Grey or white hair develops with advancing age in an entirely natural ageing process which results in the generation of less and less colour pigments. Researchers of the Johannes Gutenberg University Mainz in Germany and the University of Bradford in Great Britain have now unlocked the secret of hair turning white or grey in old age. According to them, free oxygen radicals are significantly involved in the loss of hair colour. 'The originator of the entire process is hydrogen peroxide, which we also know as a bleaching agent,' explains Professor Heinz Decker of the Institute of Biophysics at Mainz University. 'With advancing age, hydrogen peroxide builds up in larger amounts in the hair follicle and ultimately inhibits the synthesis of the colour pigment melanin.' The biophysicists in Mainz together with dermatologists from Bradford have revealed the molecular mechanisms of this process for the first time, and they published their findings in the professional journal The FASEB Journal.

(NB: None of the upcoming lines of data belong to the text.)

PR #2510, opened 2018-09-04
Problem: The commit mode behaves incorrectly.

ldmberman:
Solution: Parse the Tendermint response properly. The functionality was disabled in https://github.com/bigchaindb/bigchaindb/pull/2235/files#diff-c6511560546a7dc577e7e647b5bfdaceL68 and was not fixed since then.

### DIFF
--- a/bigchaindb/lib.py
+++ b/bigchaindb/lib.py
@@ -99,7 +99,7 @@ class BigchainDB(object):
         result = response['result']
         if mode == self.mode_commit:
             check_tx_code = result.get('check_tx', {}).get('code', 0)
-            deliver_tx_code = result['deliver_tx'].get('code', 0)
+            deliver_tx_code = result.get('deliver_tx', {}).get('code', 0)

Hydrogen peroxide - or H2O2 by its the chemical formula - is a by-product of metabolism, and as such it is generated in small amounts throughout the human body, consequently also in hair follicles. With increasing age, the quantity builds up, because the human body can no longer keep up neutralising the hydrogen peroxide using the enzyme catalyse, which breaks down hydrogen peroxide into its two components water and oxygen. In their work, the scientists showed that in ageing cells this enzyme is still present but in very limited concentration. This has dramatic consequences. Hydrogen peroxide attacks the enzyme tyrosinase by oxidising an amino acid, methionine, at the active site. As a consequence, this key enzyme, which normally starts the synthesising pathway of the colouring pigment melanin, does not function anymore. 'We now know the specific molecular dynamic that underlies this process,' elucidates Decker. The scientists at the Institute of Biophysics at Mainz University have been working for about ten years already on research concerning tyrosinases, which are enzymes present in all organisms and performing a variety of functions. In computer simulations that helped to reveal the molecular mechanisms, the biophysicists were supported by the newly established research focus on 'Computer-based Research Methods in the Natural Sciences' at Johannes Gutenberg University Mainz.
Oxidation by hydrogen peroxide not only interferes with the production of melanin, but also inhibits other enzymes that are needed for the repair of damaged proteins. As a result, a cascade of events is set off, at the end of which stands the gradual loss of pigments in the entire hair from its root to its tip. With this research work, the scientists from Mainz and Bradford not only solved - on a molecular level - the age-old riddle of why hair turns grey in old age, but also have pointed out approaches for future therapy of vitiligo, a skin pigment disorder. For melanin is not only the pigment in hair, but it is also responsible for colour in skin and eyes.
The researchers in Mainz were supported by the Collaborative Research Centre 490 'Mechanisms of Invasion and Persistence of Infectious Agents,' and the Research Training Group 1043 'Antigen-specific Immunotherapy,' both funded by the German Research Foundation (DFG).